Jody Williams (born c. 1963 in California) is an American chef and television personality.

==Biography==
Raised in California, Williams came to appreciate food service by assisting customers at her father's hot dog stand in Fisherman's Wharf, San Francisco. After relocating to New York City at the age of 24, she set out at 25 to prepare American cuisine across Italy with chef Kathy Casey. There, she learned about Italian cuisine. After she returned to the U.S., she became the chef of Italian restaurant Tappo (literally cork in Italian) in New York City, now closed.
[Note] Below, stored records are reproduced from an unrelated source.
PR #1469, opened 2022-12-22
IGNITE-18227: refactoring scan nodes and add support RO index scans.

ygerzhedovich:


modules/runner/src/integrationTest/java/org/apache/ignite/internal/sql/api/ItSqlAsynchronousApiTest.java
```diff
@@ -343,37 +346,59 @@ public void checkTransactionsWithDml() throws Exception {
...
     }
 
-    private void checkTx(Session ses, boolean readOnly, boolean commit, boolean explicit) throws Exception {
+    private void checkTx(Session ses, boolean readOnly, boolean commit, boolean explicit, Matcher<String> planMatcher) throws Exception {
         Transaction outerTx = explicit ? (readOnly ? igniteTx().readOnly().begin() : igniteTx().begin()) : null;
 
-        AsyncResultSet rs = ses.executeAsync(outerTx, "SELECT VAL0 FROM TEST ORDER BY VAL0").get();
+        String query = "SELECT VAL0 FROM TEST ORDER BY VAL0";
+
+        assertQuery(query).matches(planMatcher).check();
```
korlov42, line 399: `assertQuery(query).matches(planMatcher).check();` and `ses.executeAsync(outerTx, query).get();` return not quite consistent results. The former still uses `queryAsync` under the hood, whereas the latter uses `querySingleAsync`. I think, we need o update QueryChecker. Besides, `outerTx` should be passed to the checker in order to provided valid plan

modules/runner/src/integrationTest/java/org/apache/ignite/internal/sql/api/ItSqlAsynchronousApiTest.java
```diff
@@ -343,37 +346,59 @@ public void checkTransactionsWithDml() throws Exception {
...
+
+        Matcher<String> planMatcher = containsTableScan("PUBLIC", "TEST");
+
+        checkMixedTransactions(planMatcher);
+    }
+
+
+    /** Check correctness of rw and ro transactions for table scan. */
+    @Test
+    public void checkMixedTransactionsForTable() throws Exception {
```
korlov42, line 362: looks like the name of this test and one above should be switched

modules/sql-engine/src/main/java/org/apache/ignite/internal/sql/engine/exec/rel/StorageScanNode.java
```diff
@@ -0,0 +1,303 @@
...
+import java.util.function.Predicate;
+import org.apache.ignite.internal.schema.BinaryRow;
+import org.apache.ignite.internal.sql.engine.exec.ExecutionContext;
+import org.apache.ignite.internal.sql.engine.exec.RowHandler;
+import org.apache.ignite.internal.sql.engine.schema.InternalIgniteTable;
+import org.jetbrains.annotations.NotNull;
+import org.jetbrains.annotations.Nullable;
+
+/**
+ * Based abstract scan node.
```
korlov42, line 38: Could you please add more details to the javadoc? I would shed some light on what ScanNode is for, and what logic it encapsulates

modules/sql-engine/src/main/java/org/apache/ignite/internal/sql/engine/exec/rel/StorageScanNode.java
```diff
@@ -0,0 +1,303 @@
...
+    protected abstract Publisher<RowT> scan();
+
+    /**
+     * Proxy publisher with singe goal convert rows from {@code BinaryRow} to {@code RowT}.
+     *
+     * @param pub {@code BinaryRow} Publisher.
+     *
+     * @return Proxy publisher with conversion from {@code BinaryRow} to {@code RowT}.
+     */
+    @NotNull
```
korlov42, line 140: as far as I know, we are not using `@NotNull`

modules/sql-engine/src/main/java/org/apache/ignite/internal/sql/engine/exec/rel/StorageScanNode.java
```diff
@@ -0,0 +1,303 @@
...
+    public Publisher<RowT> convertPublisher(Publisher<BinaryRow> pub) {
```
korlov42, line 141: do we really need to have this method `public`?

modules/sql-engine/src/main/java/org/apache/ignite/internal/sql/engine/exec/rel/TableScanNode.java
```diff
@@ -19,66 +19,44 @@
...
-    private final @Nullable BitSet requiredColumns;
-
-    private int requested;
-
-    private int waiting;
-
-    private boolean inLoop;
-
-    private Subscription activeSubscription;
+    boolean dataRequested;
```
korlov42, line 47: this may be `private`, as well as `curPartIdx`

modules/sql-engine/src/main/java/org/apache/ignite/internal/sql/engine/exec/rel/StorageScanNode.java
```diff
@@ -0,0 +1,303 @@
...
+            activeSubscription = null;
+        }
+    }
+
+    /**
+     *  Publisher of scan node.
+     *
+     *  @return Publisher of scan node or {@code null} in case nothing to scan.
+     */
+    protected abstract Publisher<RowT> scan();
```
korlov42, line 131:
```suggestion
    protected abstract @Nullable Publisher<RowT> scan();
```

modules/sql-engine/src/main/java/org/apache/ignite/internal/sql/engine/exec/rel/StorageScanNode.java
```diff
@@ -0,0 +1,303 @@
...
+
+    private final Function<BinaryRow, RowT> tableRowConverter;
+
+    private int requested;
+
+    private int waiting;
+
+    private boolean inLoop;
+
+    private Subscription activeSubscription;
```
korlov42, line 58:
```suggestion
    private @Nullable Subscription activeSubscription;
```

modules/sql-engine/src/main/java/org/apache/ignite/internal/sql/engine/exec/rel/StorageScanNode.java
korlov42, line 131:
```suggestion
    protected abstract @Nullable Publisher<RowT> scan();
```

Contract of this method is not clear. The fact you need to scan several times in order to scan the whole storage once is counterintuitive

modules/sql-engine/src/main/java/org/apache/ignite/internal/sql/engine/exec/rel/IndexScanNode.java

Williams was the chef at Morandi in New York City before she left the restaurant in May 2008. She was the chef of Gottino in New York City, a restaurant known for its wines, until May 2010. Since September 2009, she has appeared several times as a judge on the Food Network's competition series show Chopped.

Alongside business partner and wife Rita Sodi, Williams runs Via Carota, an Italian restaurant in New York City's Greenwich Village. She and Sodi also founded Commerce Inn in 2021. She also operates Buvette which has locations in New York City, Paris, Tokyo and London. Williams is the author of the cookbook Buvette: The Pleasure of Good Food.

==Personal life==
Williams attended Centre College.

When I Sodi first opened, Williams lived in Greenwich Village. That led to her meeting Rita and they married in 2015.

==Awards and honors==
Williams won the 2019 James Beard Award for Best Chef in New York City.

In 2013, opening Buvette in Paris led her to winning the French Le Fooding Award.